§ WHAT IS EXPECTED
Find "as you pointed" and "look like this;" in the records below. Copy the lines holding them and every line between, exactly, and no others.

§ SUPPLIED MATERIAL
PR #6076, opened 2021-08-25
Add translation of some elements in Korean

peremen:
While it is a bit sad that the website itself is not available in other languages, I want to add Korean translation of e-mail titles and tweets. Also some websites indicate "kr" as available region, so I added that entity too.

### DIFF
--- a/_data/languages.yml
+++ b/_data/languages.yml
@@ -19,6 +19,9 @@ he:
 it:
   email_subject: Suportare l'autenticazione a due fattori
   tweet: La sicurezza è importante, @TWITTERHANDLE. Ci piacerebbe che supportaste l'autenticazione a due fattori (2FA).
+ko:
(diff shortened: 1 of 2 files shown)


Carlgo11:
Thanks for the translation @peremen! For some reason, a script way down the supply chain pipeline failed because of the special characters (non-latin). I added quotes around your values and at least now the build doesn't fail.
We'll have to see if it parses correctly once your PR is merged. :crossed_fingers:

Carlgo11 (approved):
The translation strings look good! I've removed South Korea from the `regions.yml` as according to the [api](https://2fa.directory/api/v3/regions.json) there are only 6 entries listing South Korea as a supported region. We typically don't list regions with less than 10 entries for that region.

phallobst (approved):

PR #6078, opened 2021-08-26
Rename Radius Bank

ApCoder123:


phallobst:
Two entries "LendingClub" in the _Banking_ category seems weird. Should the original one be moved to `finance` maybe?

entries/b/bank.lendingclub.com.json
```diff
@@ -0,0 +1,23 @@
...
+    "additional-domains": [
+      "banking.lendingclub.com",
+      "radiusbank.com"
+    ],
+    "tfa": [
+      "sms",
+      "call",
+      "email",
+      "totp"
+    ],
```
phallobst: The doc page doesn't list the methods unfortunately, and on https://radiusbank.custhelp.com/app/answers/detail/a_id/70 they mention "email or text" only. Do you have further information?

ApCoder123: I got in touch with support and they confirmed that SMS, call and email are supported

> Yes, we offer two factor authentication to be received via emails and for SMS/phone call.

phallobst (approved):

Carlgo11 (approved):

PR #6083, opened 2021-08-29
Rewrite cURL test

Carlgo11:
I remade the cURL test and added a few things.

It now tests the documentation and recovery URLs as well as the `additional-domains` array if one exists.
I found it easier to fetch changed file names from `git diff` and parse the JSON, instead of using `sed` on the `git diff`. After I reworked that, I realized the script didn't need to be run via CircleCI, so I also moved the test to the GitHub Workflow.


Carlgo11:
I have no idea what happened but every commit from ada147c to d933c0e failed because either `curl` couldn't be found or it tried to curl null. Now that I added `next if path.empty?` it works and but suddenly all the broken builds show up as successful.
No idea what's up but I'd recommend just leaving the `next if path.empty?` as it is. This script is haunted :ghost: :fearful:

tests/validate-urls.rb
```diff
@@ -0,0 +1,27 @@
...
+  next if path.empty?
+
+  entry = JSON.parse(File.read(path)).values[0]
+
+  if entry.key? 'url'
+    curl(entry['url'], path)
+  else
+    curl("https://#{entry['domain']}/", path)
+    entry['additional-domains'].each { |domain| curl("https://#{domain}/", path) }
+  end
```
phallobst: `additional-domains` should be checked regardless of `url` being present:
```suggestion
  end
  entry['additional-domains'].each { |domain| curl("https://#{domain}/", path) } if entry['additional-domains']
```

tests/validate-urls.rb
```diff
@@ -0,0 +1,27 @@
+#!/usr/bin/env ruby
+# frozen_string_literal: true
+
+require 'English'
+require 'json'
+diff = `git diff --name-only --diff-filter=AM origin/master...HEAD entries/`.split("\n")
```
phallobst, line 9:
```suggestion

@status = 0
diff = `git diff --name-only --diff-filter=AM origin/master...HEAD entries/`.split("\n")
```

tests/validate-urls.rb
```diff
@@ -0,0 +1,27 @@
...
+
+def curl(url, path)
+  puts `curl --fail -sSI #{url}`
+  puts "::error file=#{path}:: Unable to reach #{url}" unless $CHILD_STATUS.success?
```
phallobst:
```suggestion
  unless $CHILD_STATUS.success?
    puts "::error file=#{path}:: Unable to reach #{url}"
    @status = 1
  end
```

tests/validate-urls.rb
```diff
@@ -0,0 +1,27 @@
...
+  if entry.key? 'url'
+    curl(entry['url'], path)
+  else
+    curl("https://#{entry['domain']}/", path)
+    entry['additional-domains'].each { |domain| curl("https://#{domain}/", path) }
+  end
+
+  curl(entry['documentation'], path) if entry.key? !entry['documentation'].start_with?('/notes/')
+  curl(entry['recovery'], path) if entry.key? 'recovery'
+end
```
phallobst, line 34:
```suggestion
end

exit(@status)
```

phallobst (changes requested):
I can't see why `next if path.empty?` would be needed, although it's probably harmless.

tests/validate-urls.rb
Carlgo11: The build will fail regardless of the exit code since `::error::` is outputted.
Do you still want the exit code to be set?

phallobst: I think it's good style to use the return code of the script to indicate success or failure, and not rely on the caller to parse the output, especially since the output goes to `stdout` and not `stderr` here.

tests/validate-urls.rb
Carlgo11: My thought was that it if the `url` tag is set there's probably a high likelihood of `https://#{domain}/` not working as expected on the the `additional-domains` values as well.

tests/validate-urls.rb
```diff
@@ -0,0 +1,35 @@
...
+
+diff.each do |path|
+  # Make path global for curl()
+  @path = path
+  entry = JSON.parse(File.read(@path)).values[0]
+
+  # Process the url,domain & additional-domains
+  curl((entry.key?('url') ? entry['url'] : "https://#{entry['domain']}/"))
+  entry['additional-domains'].each { |domain| curl("https://#{domain}/") }
```
phallobst:
```suggestion
  entry['additional-domains'].each { |domain| curl("https://#{domain}/") } if entry.key? 'additional-domains'
```
Otherwise I get ```undefined method `each' for nil:NilClass``` for entries without `additional-domains`. Maybe that is related to the `nil` problem you had before?

phallobst (changes requested):

phallobst (approved):

tests/validate-urls.rb
Carlgo11: What a weird language Ruby is. I would have bet on it just skipping the iteration if the the array is nil.

Apparently `&` does the same thing as `if entry.key? 'additional-domains'`.

tests/validate-urls.rb
```diff
@@ -0,0 +1,35 @@
...
+  # Make path global for curl()
+  @path = path
+  entry = JSON.parse(File.read(@path)).values[0]
+
+  # Process the url,domain & additional-domains
+  curl((entry.key?('url') ? entry['url'] : "https://#{entry['domain']}/"))
+  entry['additional-domains']&.each { |domain| curl("https://#{domain}/") }
+
+  # Process documentation and recovery URLs
+  curl(entry['documentation']) if entry.key? !entry['documentation'].start_with?('/notes/')
```
ApCoder123:
```suggestion
  if entry.key? 'documentation'
    unless entry['documentation'].start_with?('/notes/')
      curl(entry['documentation'])
    end
  end
```

ApCoder123 (changes requested):

tests/validate-urls.rb
Carlgo11: @ApCoder123 what's the reasoning? From what I can tell the suggested change does the same as the existing line but with more lines.

ApCoder123: When testing this locally, the documentation link wasn't actually being tested because the current line is missing the `'documentation'` parameter with the `entry.key?` method call. 

When adding this in with the line `if entry.key? 'documentation' && !entry['documentation'].start_with?('/notes/')`, the link still wasn't being tested. After changing to the current code, the documentation link was being tested - I did try shorter versions, but rubocop wasn't satisfied.

Carlgo11: @ApCoder123 it should work now.
I also set an old user-agent because some sites would 403 on the curl user-agent.

ApCoder123 (approved):

PR #6084, opened 2021-08-29
add note that fastmail requires SMS as a backup

elindsey:
Documented here: https://www.fastmail.com/help/account/2fa.html

> To help make sure that you are not locked out of your own account, before you can enable two-step verification, you must add a recovery phone to your account. If you ever lose access to your primary form of two-step verification, your recovery phone can be used to prevent you from being locked out of your account. You get a code sent to your phone instead to complete your second step when you log in.

### DIFF
--- a/entries/f/fastmail.com.json
+++ b/entries/f/fastmail.com.json
@@ -9,6 +9,7 @@
       "u2f"
     ],
     "documentation": "https://www.fastmail.com/help/account/2fa.html",
+    "notes": "SMS must be set up as a backup method.",
     "keywords": [
       "email"
     ]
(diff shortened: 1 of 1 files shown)


entries/f/fastmail.com.json
```diff
@@ -9,8 +9,9 @@
       "u2f"
     ],
     "documentation": "https://www.fastmail.com/help/account/2fa.html",
+    "notes": "SMS must be set up as a backup method.",
```
phallobst: Further down the doc page it says:
> Users who accept the risk of being locked out of their account may remove the recovery phone number from their account after two-step verification has been enabled.

Maybe this text (as used for other entries) is clearer:
```suggestion
    "notes": "Setup requires SMS verification.",
```

phallobst (changes requested):

phallobst (approved):

Carlgo11 (approved):

PR #6096, opened 2021-08-31
Modify docker workflow

ApCoder123:
Docker workflow is still not running - this might work 🤷‍♂️

It looks a bit closer to the [examples in the docs](https://docs.github.com/en/actions/reference/workflow-syntax-for-github-actions#onpushpull_requestpaths)


Carlgo11 (approved):

phallobst (approved):
Not sure what this would change, to be honest...

PR #6104, opened 2021-09-02
Replace custom-hardware references with U2F

ApCoder123:
There were a couple entries that support U2F/WebAuthn, but were labelled as `custom-hardware`.

### DIFF
--- a/entries/s/stripe.com.json
+++ b/entries/s/stripe.com.json
@@ -5,7 +5,7 @@
     "tfa": [
       "sms",
       "totp",
-      "custom-hardware"
+      "u2f"
     ],
     "documentation": "https://support.stripe.com/questions/how-do-i-enable-two-step-verification",
     "keywords": [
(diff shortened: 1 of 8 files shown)


Carlgo11 (approved):

entries/s/stripe.com.json
```diff
@@ -5,7 +5,7 @@
     "tfa": [
       "sms",
       "totp",
-      "custom-hardware"
```
phallobst, line 8: They support _Windows Hello_ and _Touch ID_ as well - maybe we need both `custom-hardware` and ` u2f` here?

entries/v/vanguard.com.json
```diff
@@ -6,10 +6,10 @@
     "tfa": [
       "sms",
       "call",
-      "custom-hardware"
```
phallobst, line 9: Same here with _Voice Verification_ I guess.

phallobst (approved):

PR #6324, opened 2021-11-28
Add Typeracer

sn00py1310:


Carlgo11 (changes requested):
While SVGs are certainly preferred in most cases, this time I think a PNG with 1/14th the size would be a preferable option.
Please replace the SVG with this image:

Carlgo11 (approved):

phallobst (approved):

PR #6337, opened 2021-12-06
Add Gitea

6543:
https://gitea.com/


6543:
`gitea.com is ranked above the maximum rank of 200K` - what does that mean?

PS: gitea.com is only one instance of "Gitea" - all Gitea instances do support this - so that's the main intention to get it into the db, same as gitlab is ...

Carlgo11:
Hi @6543, have you read the contribution.md and exceptions.md?
Those should answer your question

6543:
@Carlgo11 hi :wave: 

> Alexa top 200K: A new site that is not already listed has to be within the Alexa top 200,000 ranking. ...

well https://www.alexa.com/siteinfo/gitea.io would make it - but that's only for the blog/docu of gitea

6543:
@Carlgo11 should I use `gitea.io` as domain even if you can only log into gitea.com?

Carlgo11:
There are several issues with this PR and the eligibility of the listed domains: 
1. Self-hosted software is on our [exclusion list](https://github.com/2factorauth/twofactorauth/blob/master/EXCLUSION.md#self-hosted-services).
2. Gitea.com doesn't meet the [Alexa ranking](https://github.com/2factorauth/twofactorauth/blob/master/CONTRIBUTING.md#guidelines) requirement meaning that domain can't be listed.
3. The documentation page you linked to doesn't explain how to enable 2FA.

6543:
as you pointed out, there is more that one issue - I probably cant solve that easy.

So unless gitea.com is to low in the ranking - I'll "pause" this request.
thanks @Carlgo11 for looking at it anyway :)

Issue #5516, opened 2021-04-03
First Tech Federal Credit Union FTFC current issues


symbioquine:
- [x] I have searched [open issues and pull requests](https://github.com/2factorauth/twofactorauth/issues?q=is%3Aopen). The issue I'm creating is not a duplicate of an existing open issue or pull request.

### Information about the bug: ###
**Bug description:**

![image](https://user-images.githubusercontent.com/30754460/113484051-38c06600-945b-11eb-936f-06a975fb8ff4.png)

* Does support `sms`, `phone`, `email` "second factors"
* Broken docs link - it's unclear what the replacement URL should be though; https://github.com/2factorauth/twofactorauth/blob/336b423e04ac4bb421aae59233e2b8b909761ba5/_data/banking.yml#L687
* Info icon says "proprietary software based 2FA" but should instead say "proprietary hardware based 2FA" - these can be requested through the online banking portal and look like this;
  ![image](https://user-images.githubusercontent.com/30754460/113484196-e3d11f80-945b-11eb-8510-d3e1cd3b27bb.png)

**Bug reproduction:**

N/A - content issues

**Impacted devices:**

All

**Expected behavior:**

Content should be accurate

**Additional information:**

Thanks for maintaining this resource!

ApCoder123:
> Broken docs link - it's unclear what the replacement URL should be though

Perhaps this page as a doc link: https://www.firsttechfed.com/help/security/prevent#multifunction

symbioquine:
Oh, yeah that looks like a reasonable replacement.

ApCoder123:
> Does support sms, phone, email "second factors"

Since there is not information about this in the documentation available, please could you provide us with screenshots of the setup process? Please remember to block out any personal information.

symbioquine:
I personally only have hard tokens enabled, but I've captured screenshots showing where other "second factors" could be enabled in the settings. When they are enabled it gives the option of using any of the enabled ones at login.

![image](https://user-images.githubusercontent.com/30754460/114047403-84e61e80-983e-11eb-8a56-6ddb946c94c1.png)
![image](https://user-images.githubusercontent.com/30754460/114047479-8f081d00-983e-11eb-9647-de119e5ecb8c.png)
![image](https://user-images.githubusercontent.com/30754460/114047507-94fdfe00-983e-11eb-823a-410dff162176.png)

> Info icon says "proprietary software based 2FA" but should instead say "proprietary hardware based 2FA"

[...]

PR #6345, opened 2021-12-11
Specify firsttechfed.com custom-software implementation

stephenjust:
First Tech Fed uses Entrust Identity Guard as their solution for soft tokens.

### DIFF
--- a/entries/f/firsttechfed.com.json
+++ b/entries/f/firsttechfed.com.json
@@ -9,6 +9,9 @@
       "call",
       "email"
     ],
+    "custom-software": [
+      "Entrust Identity Guard"
+    ],
     "documentation": "https://www.firsttechfed.com/help/security/prevent#multifunction",
     "keywords": [
       "banking"
--- a/entries/f/firsttechfed.com.json
+++ b/entries/f/firsttechfed.com.json
@@ -12,6 +12,9 @@
     "custom-software": [
       "Entrust Identity Guard"
     ],
+    "custom-hardware": [
+      "Entrust Hardware Token"
+    ],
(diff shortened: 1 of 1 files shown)


Carlgo11:
Would you happen to know the name of their hardware keys as well?

The [documentation](https://www.firsttechfed.com/help/security/prevent#browse) page is hilarious to read! Not only do they advice people to look for the deprecated EV cert browser text but they also don't even use EV certs! It's a bit hard to verify the EV text on a Lets Encrypt certificate :laughing:

stephenjust:
Entrust is their vendor for hardware tokens as well - or at least that's what their customer service suggested. I'm much less confident in this though so I didn't include it.

entries/f/firsttechfed.com.json
```diff
@@ -9,6 +9,9 @@
       "call",
       "email"
     ],
+    "custom-software": [
+      "Entrust Identity Guard"
+    ],
```
Carlgo11, line 14: After reviewing the data you've provided and what was previously provided at #5516 I think `Entrust Hardware Token` can be added as custom-hardware.
The previous submitter also mentioned sms, phone calls and email 2FA. Is that still something that is provided?

```suggestion
    ],
    "custom-hardware": [
      "Entrust Hardware Token"
    ],
```

Carlgo11 (changes requested):

entries/f/firsttechfed.com.json
stephenjust: Yes, the other data is still correct.

Carlgo11 (approved):

phallobst (approved):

§ RESPONSE
as you pointed out, there is more that one issue - I probably cant solve that easy.

So unless gitea.com is to low in the ranking - I'll "pause" this request.
thanks @Carlgo11 for looking at it anyway :)

Issue #5516, opened 2021-04-03
First Tech Federal Credit Union FTFC current issues


symbioquine:
- [x] I have searched [open issues and pull requests](https://github.com/2factorauth/twofactorauth/issues?q=is%3Aopen). The issue I'm creating is not a duplicate of an existing open issue or pull request.

### Information about the bug: ###
**Bug description:**

![image](https://user-images.githubusercontent.com/30754460/113484051-38c06600-945b-11eb-936f-06a975fb8ff4.png)

* Does support `sms`, `phone`, `email` "second factors"
* Broken docs link - it's unclear what the replacement URL should be though; https://github.com/2factorauth/twofactorauth/blob/336b423e04ac4bb421aae59233e2b8b909761ba5/_data/banking.yml#L687
* Info icon says "proprietary software based 2FA" but should instead say "proprietary hardware based 2FA" - these can be requested through the online banking portal and look like this;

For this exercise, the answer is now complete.